17 beta-estradiol and norethisterone acetate in low doses as continuous combined hormone replacement therapy.
Słowa kluczowe
Abstrakcyjny
OBJECTIVE
To evaluate low doses of 17 beta-estradiol (E2) and norethisterone acetate (NETA) as continuous combined hormone replacement therapy (HRT) in their effects on vasomotor symptoms, bleeding episodes, endometrial histology and mastalgia.
METHODS
Sixty postmenopausal women were randomly allocated to three treatment groups and were given 1 mg E2 and 0.25 mg NETA (A), 1 mg E2 and 0.5 mg NETA (B) and 2 mg E2 and 1.0 mg NETA (C) in daily doses. The treatment period was 1 year.
RESULTS
A similar statistically significant reduction of climacteric symptoms (P < 0.05) was found in all groups. Bleedings, mainly as spottings, occurred most commonly during the first treatment months. Fewer bleeding episodes and a higher percentage of amenorrhea was noted in group B compared to the other groups but did not reach statistical significance. All endometrial biopsies showed atrophy.

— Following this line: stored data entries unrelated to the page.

PR #7400, opened 2026-01-31
test: improve install_plugin_modules

BridgeAR:
The script now runs better in parallel as well as installing the right versions. Former, we installed the same versions multiple times and skipped a couple of versions.

Ideally, we always install an upper and lower bound as minimum (or even all majors).

### DIFF
--- a/packages/datadog-instrumentations/test/express-mongo-sanitize.spec.js
+++ b/packages/datadog-instrumentations/test/express-mongo-sanitize.spec.js
@@ -22,9 +22,10 @@ describe('express-mongo-sanitize', () => {
       })
 
       before((done) => {
-        // Highest version of express that supports express-mongo-sanitize is <5
-        // This is defined in externals.js
-        const express = require('../../../versions/express').get()
+        // Highest version of express that supports express-mongo-sanitize is <5 (express 5 makes req.query a
+        // getter-only property). The unversioned `versions/express` folder tracks the latest express (now 5.x), so
+        // pin the <5 range that externals.js installs for this plugin.
+        const express = require('../../../versions/express@>=4 <5').get()
         const expressMongoSanitize = require(`../../../versions/express-mongo-sanitize@${version}`).get()
         const app = express()
 
--- a/packages/datadog-plugin-google-cloud-pubsub/test/index.spec.js
+++ b/packages/datadog-plugin-google-cloud-pubsub/test/index.spec.js
@@ -2,9 +2,10 @@
 
 const assert = require('node:assert/strict')
 const { inspect } = require('node:util')
-const sinon = require('sinon')
 
 const { after, afterEach, before, beforeEach, describe, it } = require('mocha')
+const semver = require('semver')
+const sinon = require('sinon')
 
 const { ERROR_MESSAGE, ERROR_TYPE, ERROR_STACK } = require('../../dd-trace/src/constants')
 const id = require('../../dd-trace/src/id')
@@ -56,6 +57,12 @@ describe('Plugin', () => {
       let v1
       let gax
 
+      // pubsub 2.x bundles its own @grpc/grpc-js, so the internal v1 client rejects credentials minted by the
+      // test-pinned google-gax@3.5.7 ("Channel credentials must be a ChannelCredentials object"). 1.x and 3.x+
+      // stay compatible, so gate only the low-level v1 tests on 2.x; the public-API tests still cover that major.
+      const pkgVersion = require(`../../../versions/@google-cloud/pubsub@${version}`).version()
+      const itInternalApi = semver.satisfies(pkgVersion, '2.x') ? it.skip : it
+
       describe('without configuration', () => {
         beforeEach(() => {
           return agent.load('google-cloud-pubsub', { dsmEnabled: false }, { flushMinSpans: 1 })
@@ -92,7 +99,7 @@ describe('Plugin', () => {
             return expectedSpanPromise
           })
 
-          it('should be instrumented when using the internal API', async () => {
+          itInternalApi('should be instrumented when using the internal API', async () => {
             const publisher = new v1.PublisherClient({
               grpc: gax.grpc,
               projectId: project,
@@ -117,7 +124,7 @@ describe('Plugin', () => {
             return expectedSpanPromise
           })
 
-          it('should be instrumented w/ error', async () => {
+          itInternalApi('should be instrumented w/ error', async () => {
             const expectedSpanPromise = expectSpanWithDefaults({
               name: expectedSchema.controlPlane.opName,
               service: expectedSchema.controlPlane.serviceName,
--- a/packages/dd-trace/test/appsec/index.fastify.plugin.spec.js
+++ b/packages/dd-trace/test/appsec/index.fastify.plugin.spec.js
@@ -27,7 +27,7 @@ function isFastifyPluginVersionMismatch (error) {
 
 withVersions('fastify', 'fastify', '>=2', (fastifyVersion, _, fastifyLoadedVersion) => {
   describe('Suspicious request blocking - query', () => {
-    let server, requestBody, axios
+    let app, server, requestBody, axios
 
     before(() => {
       return agent.load(['fastify', 'http'], { client: false })
@@ -36,7 +36,7 @@ withVersions('fastify', 'fastify', '>=2', (fastifyVersion, _, fastifyLoadedVersi
     before((done) => {
       const fastify = require(`../../../../versions/fastify@${fastifyVersion}`).get()
 
-      const app = fastify()
+      app = fastify()
 
       app.get('/', (request, reply) => {
         requestBody()
@@ -51,9 +51,9 @@ withVersions('fastify', 'fastify', '>=2', (fastifyVersion, _, fastifyLoadedVersi
       server = app.server
     })
 
-    after(() => {
-      server.close()
-      return agent.close()
+    after(async () => {
+      await app.close()
+      await agent.close()
     })
 
     beforeEach(async () => {
@@ -93,7 +93,7 @@ withVersions('fastify', 'fastify', '>=2', (fastifyVersion, _, fastifyLoadedVersi
   })
 
   describe('Suspicious request blocking - body', () => {
-    let server, requestBody, axios
+    let app, server, requestBody, axios
 
     before(() => {
       return agent.load(['fastify', 'http'], { client: false })
@@ -102,7 +102,7 @@ withVersions('fastify', 'fastify', '>=2', (fastifyVersion, _, fastifyLoadedVersi
     before((done) => {
       const fastify = require(`../../../../versions/fastify@${fastifyVersion}`).get()
 
-      const app = fastify()
+      app = fastify()
 
       app.post('/', (request, reply) => {
         requestBody()
@@ -117,9 +117,9 @@ withVersions('fastify', 'fastify', '>=2', (fastifyVersion, _, fastifyLoadedVersi
       server = app.server
     })
 
-    after(() => {
-      server.close()
-      return agent.close()
+    after(async () => {
+      await app.close()
+      await agent.close()
     })
 
     beforeEach(async () => {
@@ -194,7 +194,7 @@ withVersions('fastify', 'fastify', '>=2', (fastifyVersion, _, fastifyLoadedVersi
   })
 
   describe('Appsec blocking with schema validation', () => {
-    let server, axios
+    let app, server, axios
 
     before(() => {
       return agent.load(['fastify', 'http'], { client: false })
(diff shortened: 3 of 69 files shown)


packages/datadog-instrumentations/test/express-mongo-sanitize.spec.js
```diff
@@ -22,9 +22,10 @@ describe('express-mongo-sanitize', () => {
       })
 
       before((done) => {
-        // Highest version of express that supports express-mongo-sanitize is <5
-        // This is defined in externals.js
-        const express = require('../../../versions/express').get()
+        // Highest version of express that supports express-mongo-sanitize is <5 (express 5 makes req.query a
+        // getter-only property). The unversioned `versions/express` folder tracks the latest express (now 5.x), so
+        // pin the <5 range that externals.js installs for this plugin.
+        const express = require('../../../versions/express@>=4 <5').get()
```
BridgeAR, line 28: Potentially change the output folders to match:

```suggestion
        const express = require('../../../versions/express@4').get()
```

packages/datadog-plugin-google-cloud-pubsub/test/index.spec.js
```diff
@@ -56,6 +57,12 @@ describe('Plugin', () => {
       let v1
       let gax
 
+      // pubsub 2.x bundles its own @grpc/grpc-js, so the internal v1 client rejects credentials minted by the
+      // test-pinned google-gax@3.5.7 ("Channel credentials must be a ChannelCredentials object"). 1.x and 3.x+
+      // stay compatible, so gate only the low-level v1 tests on 2.x; the public-API tests still cover that major.
```
BridgeAR, line 62: Improve comment. This is hard to read and follow

packages/dd-trace/test/appsec/index.fastify.plugin.spec.js
```diff
@@ -484,12 +492,18 @@ withVersions('fastify', 'fastify', '>=2', (fastifyVersion, _, fastifyLoadedVersi
...
 
-            app.listen({ port: 0 }, () => {
-              const port = (/** @type {import('net').AddressInfo} */ (server.address())).port
-              axios = Axios.create({ baseURL: `http://localhost:${port}` })
-              done()
-            })
+            try {
+              await app.listen({ host: '127.0.0.1', port: 0 })
+            } catch (error) {
+              if (isFastifyPluginVersionMismatch(error)) {
```
BridgeAR, line 498: How come this is only a problem here and not elsewhere?

packages/dd-trace/test/config/fresh-config-helper.spec.js
```diff
@@ -0,0 +1,23 @@
...
+
+    getConfigFresh({})
+    const childCount = helperModule.children.length
+
+    getConfigFresh({})
+    getConfigFresh({})
+
+    assert.strictEqual(helperModule.children.length, childCount)
+  })
+})
```
BridgeAR, line 23: Unnecessary test file

packages/dd-trace/test/plugins/versions/index.js
```diff
@@ -40,6 +50,117 @@ function capSubrange (name, subrange) {
...
+function getVersionList (name, versions, nonConsecutiveMajors = nonConsecutiveMajorPackages) {
+  /** @type {Map<string, { versionKey: string, range: string }>} */
+  const entries = new Map()
+
+  const add = (versionKey, range) => {
+    if (!entries.has(versionKey)) entries.set(versionKey, { versionKey, range })
+  }
+
+  for (const range of versions) {
+    if (!range) continue
```
BridgeAR, line 81: This should be impossible to reach (it would be a bug in the setup)

packages/dd-trace/test/plugins/versions/index.js
```diff
@@ -40,6 +50,117 @@ function capSubrange (name, subrange) {
...
+
+    if (range === '*') {
+      add('*', range)
+      continue
+    }
+
+    // Exact-version notations collapse to one key so the same version is never installed twice.
+    const exact = clean(range)
```
BridgeAR, line 89: Should we use `loose` option? That might be good to be safe for any possibilities

packages/dd-trace/test/plugins/versions/index.js
```diff
@@ -40,6 +50,117 @@ function capSubrange (name, subrange) {
...
+    add(floor.version, range)
+
+    if (!nonConsecutiveMajors.has(name)) {
+      const topMajor = highestMajor(name, range, floor.major)
+      for (let major = floor.major + 1; major < topMajor; major++) {
+        add(`>=${major}.0.0 <${major + 1}.0.0`, range)
+      }
+    }
+
+    add(range, range)
```
BridgeAR, line 107: Check about using the upper bound instead of the full range.

packages/dd-trace/test/plugins/versions/index.js
```diff
@@ -40,6 +50,117 @@ function capSubrange (name, subrange) {
...
+
+  const add = (versionKey, range) => {
+    if (!entries.has(versionKey)) entries.set(versionKey, { versionKey, range })
+  }
+
+  for (const range of versions) {
+    if (!range) continue
+
+    if (range === '*') {
+      add('*', range)
```
BridgeAR, line 84: When having a star, we always want everything. Do we want any other return values as such?

packages/dd-trace/test/plugins/externals.js
```diff
@@ -653,10 +660,4 @@ module.exports = {
       versions: ['1.20.1'],
     },
   ],
-  ws: [
-    {
-      name: 'ws',
```
BridgeAR, line 658: Check if self references are now impossible (throwing an error would be helpful)

packages/dd-trace/test/plugins/versions.spec.js
```diff
@@ -0,0 +1,136 @@
...
+    assert.deepEqual(keys('mongodb', ['*']), ['*'])
+  })
+
+  it('collapses equivalent exact-version notations to a single key', () => {
+    assert.deepEqual(keys('mongodb', ['1.2.3', '=1.2.3', 'v1.2.3']), ['1.2.3'])
+  })
+
+  it('pins the floor and keeps the range for a single-major range', () => {
+    // `<3` caps the range below any plausible pinned latest, so there is no in-between major to fill.
+    assert.deepEqual(keys('mongodb', ['>=2 <3']), ['2.0.0', '>=2 <3'])
```
BridgeAR, line 23:
```suggestion
    assert.deepEqual(keys('mongodb', ['>=2 <3']), ['2.0.0', '2'])
```

I think using this notation is easier to read and follow

packages/dd-trace/test/plugins/versions.spec.js
```diff
@@ -0,0 +1,136 @@
...
+  })
+
+  it('fills every in-between major between the floor and the range top', () => {
+    // `<5` caps the top at major 4, so only major 3 sits strictly in between major 2 and major 4.
+    assert.deepEqual(keys('mongodb', ['>=2 <5']), ['2.0.0', '>=3.0.0 <4.0.0', '>=2 <5'])
```
BridgeAR, line 28:
```suggestion
    assert.deepEqual(keys('mongodb', ['>=2 <5']), ['2.0.0', '2', '3', '4'])
```

Would be my expected install range. Otherwise we skip testing latest 2.

packages/dd-trace/test/plugins/versions.spec.js
```diff
@@ -0,0 +1,136 @@
...
+  })
+
+  it('orders fills ascending and keeps the declared range last (the top major is covered by the range itself)', () => {
+    // `<6` caps the top at major 5, which the `>=1 <6` range resolves to; only majors 2-4 are filled in between.
+    assert.deepEqual(keys('mongodb', ['>=1 <6']), [
+      '1.0.0',
+      '>=2.0.0 <3.0.0',
+      '>=3.0.0 <4.0.0',
+      '>=4.0.0 <5.0.0',
+      '>=1 <6',
```
BridgeAR, line 38:
```suggestion
      '2',
      '3',
      '4',
      '5',
```

In theory, we could even test the lower bound of each major, while that likely explodes our testing targets too drastically.

packages/dd-trace/test/plugins/versions.spec.js
```diff
@@ -0,0 +1,136 @@
...
+    ])
+  })
+
+  it('de-duplicates a shared floor across multiple ranges', () => {
+    assert.deepEqual(keys('mongodb', ['>=2 <3', '^2.0.0']), ['2.0.0', '>=2 <3', '^2.0.0'])
```
BridgeAR, line 43:
```suggestion
    assert.deepEqual(keys('mongodb', ['>=2 <3', '^2.0.0']), ['2.0.0', '2'])
```

packages/dd-trace/test/plugins/versions.spec.js
```diff
@@ -0,0 +1,136 @@
...
+  })
+
+  it('does not fill in-between majors for non-consecutive packages', () => {
+    assert.deepEqual(keys('mongodb', ['>=1 <6'], new Set(['mongodb'])), ['1.0.0', '>=1 <6'])
```
BridgeAR, line 47: Same as above and I have to check again where the non-consecutive packages are defined. They are seemingly not in a single spot!

packages/dd-trace/test/plugins/versions.spec.js
```diff
@@ -0,0 +1,136 @@
...
+  })
+
+  it('treats the built-in non-consecutive packages as floor + range only', () => {
+    // graphql jumps from 0.x to 14.x; auto-filling 1.x–13.x would fail the install.
+    assert.deepEqual(keys('graphql', ['>=0.10']), ['0.10.0', '>=0.10'])
```
BridgeAR, line 52: How do we handle non semver ranges in general? I guess we should test each minor similarly to how we handle a major version?


```suggestion
    assert.deepEqual(keys('graphql', ['>=0.10']), ['0.10.0', '0.10'])
```

We could also always fill the missing versions with `.x` to make it more explicit

packages/dd-trace/test/plugins/versions.spec.js
```diff
@@ -0,0 +1,136 @@
...
+  })
+
+  it('throws on an unparseable range', () => {
+    assert.throws(() => getVersionList('mongodb', ['not-a-version']), /Invalid version range/)
+  })
+
+  it('ignores empty entries', () => {
+    assert.deepEqual(keys('mongodb', ['', undefined, '>=2 <3']), ['2.0.0', '>=2 <3'])
```
BridgeAR, line 60: I guess we should be stricter and actually throw on these. That way we detect our own wrong values earlier

scripts/install_plugin_modules.js
```diff
@@ -313,9 +351,21 @@ async function assertWorkspaces () {
...
+      return
+    }
+    // A non-transient failure is most often an unresolvable version: a declared range spans a major version that was
+    // never published. Point at the fix instead of leaving a bare yarn error.
+    throw new Error(
+      'yarn failed to install the generated versions/ workspaces. If a plugin declares a version range that spans a ' +
+      'major version that was never published (non-consecutive majors), add that package to ' +
+      '`nonConsecutiveMajorPackages` in packages/dd-trace/test/plugins/versions/index.js (or split the range) so its ' +
+      'in-between majors are not installed.\n' +
+      `Original error: ${error.message}`,
```
BridgeAR, line 366:
```suggestion
      'in-between majors are not installed.',
```

The cause will contain the original error message

scripts/check-version-coverage.js
```diff
@@ -0,0 +1,174 @@
...
+  }
+
+  console.log(
+    `\nChecked ${declared.length} packages ` +
+    `(${skipped.length} not on the public registry, ${errors.length} errored).`
+  )
+
+  if (gaps.length) {
+    console.log(
+      `\n${gaps.length} package(s) publish a supported major the test matrix never resolves to. ` +
```
BridgeAR, line 161: Log concrete packages

scripts/check-version-coverage.js
```diff
@@ -0,0 +1,174 @@
...
+  if (errors.length) {
+    console.log(`\nCould not reach the registry for ${errors.length} package(s):`)
+    for (const { name, error } of errors) {
+      console.log(`  ${name}: ${error}`)
+    }
+  }
+
+  console.log(
+    `\nChecked ${declared.length} packages ` +
+    `(${skipped.length} not on the public registry, ${errors.length} errored).`
```
BridgeAR, line 156: name concrete ones skipped

scripts/check-version-coverage.js
```diff
@@ -0,0 +1,174 @@
...
+      if (!published?.length) return { name, skipped: true }
+      return { name, ...analyzeCoverage(name, ranges, published) }
+    } catch (error) {
+      return { name, error: error.message }
+    }
+  })
+
+  const gaps = results.filter(result => result.untestedMajors?.length)
+  const errors = results.filter(result => result.error)
+  const skipped = results.filter(result => result.skipped)
```
BridgeAR, line 138: We can build the three arrays on the fly instead of filtering them afterwards

BridgeAR:
Superseded in smaller PRs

Women in group A and B had less severe mastalgia (P < 0.05) compared to group C, given higher doses of steroids.
CONCLUSIONS
Postmenopausal women taking 1 mg of E2 plus 0.5 mg NETA as continuous combined HRT reported a marked reduction of climacteric complaints and good bleeding control. No endometrial proliferation was detected after 1 year of treatment. This type of therapy may be beneficial especially for elderly women, in whom bleeding may be annoying.